Diagnostic only — does not mitigate. Reading the report is on you.

Backends

  • :lexicon (default) — substring/regex match against a built-in term list per axis. Cheap. False-positive prone (any neutral mention of "women" or "Christians" trips it). Ship a default lexicon; users can extend or replace it.

Future backends planned: :llm_judge (separate LLM rates the disagreement), :embedding_cluster (cluster responses, correlate cluster membership with demographic phrasing).

Usage

member_results = %{
  a: %CouncilEx.MemberResult{
    status: :ok,
    response: %CouncilEx.Response{content: "..."}
  },
  b: %CouncilEx.MemberResult{...}
}

report = CouncilEx.BiasDetector.analyze(member_results)
# %{
#   flagged: true,
#   axes: [%{axis: :gender, score: 0.5, evidence: [...]}, ...],
#   baseline_disagreement: 0.4
# }

Report shape

  • :flagged — boolean.
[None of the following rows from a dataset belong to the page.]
PR #289, opened 2026-09-15
Keep a hot standby's distributed-transaction state valid across restarts

JunfengYang:
## Problem

A hot standby mirror replayed the primary's `DISTRIBUTEDLOG_TRUNCATE` record but never moved its own pg_distributedlog horizon (`DistributedLogShared->oldestXmin`). Once the primary had removed a segment file, the next standby snapshot ran `DistributedLog_AdvanceOldestXmin` from a page that no longer existed and every standby query touching that segment failed with `could not access status of transaction N`. A restart did not help: on the hot-standby startup path `DistributedLog_Startup` runs before `latestCompletedXid` is set, so the horizon initialiser produced `FirstNormalTransactionId` and the failure became `transaction 3`. Reproduced with plain two-phase INSERT traffic once a segment had consumed 131072 xids; every read replica in archive recovery is exposed.

A second gap of the same family on the coordinator: a hot standby coordinator learns `latestCompletedGxid` only from the record written with online checkpoints and from two-phase forget records. Starting from a shutdown checkpoint it had `xmax = 1` in every distributed snapshot until the next two-phase commit was replayed, so a committed table showed only the rows of segments whose horizon already lay past them.

## Fix

The mirror follows the primary's own invariant: what may be removed is decided by the snapshots dispatched to this mirror, not by the primary's record. Moving the horizon along with the record is not safe, because a standby reader's distributed snapshot comes from the standby coordinator, which replays its own WAL stream and may lag the mirror by the few moments between the last removed transaction's forget record and the truncate record; such a reader would see that transaction's rows on the truncated mirror and not on the others.

- `DistributedLog_redo` (TRUNCATE): once hot standby connections are allowed, truncate only below the mirror's own horizon page. Before that (crash/archive recovery, standby before consistency) no backend can hold a snapshot, so move the horizon to the first xid of the removed range and truncate as the primary did; this also covers a restarted standby replaying the record again. `latest_page_number` is raised, never lowered.
- `DistributedLog_Truncate`: on a hot standby, remove the files the primary's record had to leave behind once the mirror's own horizon crosses a segment, skipping only the WAL record.
- `DistributedLog_CommittedCheck`: read the horizon under the shared `DistributedLogTruncateLock` already taken for the page read.
- `DistributedLog_InitOldestXmin`: take the bound (the checkpoint's `nextXid`) explicitly instead of reading `latestCompletedXid`, which the hot-standby startup path has not set yet. Signature change listed in the ABI exception file.
- `StartupXLOG`: on the coordinator, restore `latestCompletedGxid` from a shutdown checkpoint as `nextGxid - 1`, which such a checkpoint records exactly. Online checkpoints keep the existing record.

## Known cost and residual

- A hot standby that receives no queries keeps the segment files the primary has dropped until its next query (about 1 MB per 131072 local xids of that segment); the first query afterwards drops them all.
- Truncations replayed before the standby accepted connections are applied in full; a standby coordinator behind its mirrors at the moment reads begin can still be exposed for transactions removed then. The mirror has no view of the standby coordinator's progress; closing this needs the QE to publish its distributed xmin, a separate improvement.

## Test

New isolation2 `hot_standby/distributed_log_truncate`: burns content 0 past a segment-file boundary with ordinary transactions while a standby reader holds an older snapshot; checks that the primary drops the old file while the mirror keeps it, that the reader is neither cancelled nor given a wrong answer, that a fresh standby snapshot sees the new rows and makes the mirror drop the file, and that a standby restarted afterwards answers correctly and shows every committed row on every segment before any new commit arrives.

Verified locally: hot_standby schedule (new test passes; the three pre-existing failures reproduce on unpatched main and are a local client-library artefact), isolation2 distributed_snapshot tests, transam unit tests, regress installcheck-good with only build-flag failures.


huiliang-liu (dismissed):

huiliang-liu (dismissed):
LGTM

huiliang-liu (approved):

True if any axis crosses the threshold (default 0.3).
  • :axes — list of %{axis, score, evidence} per axis where members differ in coverage of demographic terms. :score is coverage_variance ∈ [0, 1]. :evidence is a list of {member_id, [matched_terms]}.
  • :baseline_disagreement — content-similarity proxy across all members (Jaccard over token sets, 0 = identical, 1 = no overlap). High baseline + low axis scores = members disagree on substance, not demographics.

Summary

Functions

Analyze member results and return a bias report.

Returns the default lexicon. Pass your own via :lexicon opt to analyze/2.

Types

axis()

@type axis() :: :gender | :ethnicity | :religion | :age | :ability | atom()

report()

@type report() :: %{
  flagged: boolean(),
  axes: [%{axis: axis(), score: float(), evidence: [{atom(), [String.t()]}]}],
  baseline_disagreement: float()
}

Functions

analyze(member_results, opts \\ [])

@spec analyze(
  %{required(atom()) => CouncilEx.MemberResult.t()},
  keyword()
) :: report()

Analyze member results and return a bias report.

Options

  • :lexicon%{axis => [terms]} to override the default.
  • :threshold — float 0.0..1.0. Axes scoring above this set :flagged => true for the whole report. Default 0.3.
  • :backend:lexicon (default). Reserved for future backends.

default_lexicon()

@spec default_lexicon() :: %{required(axis()) => [String.t()]}

Returns the default lexicon. Pass your own via :lexicon opt to analyze/2.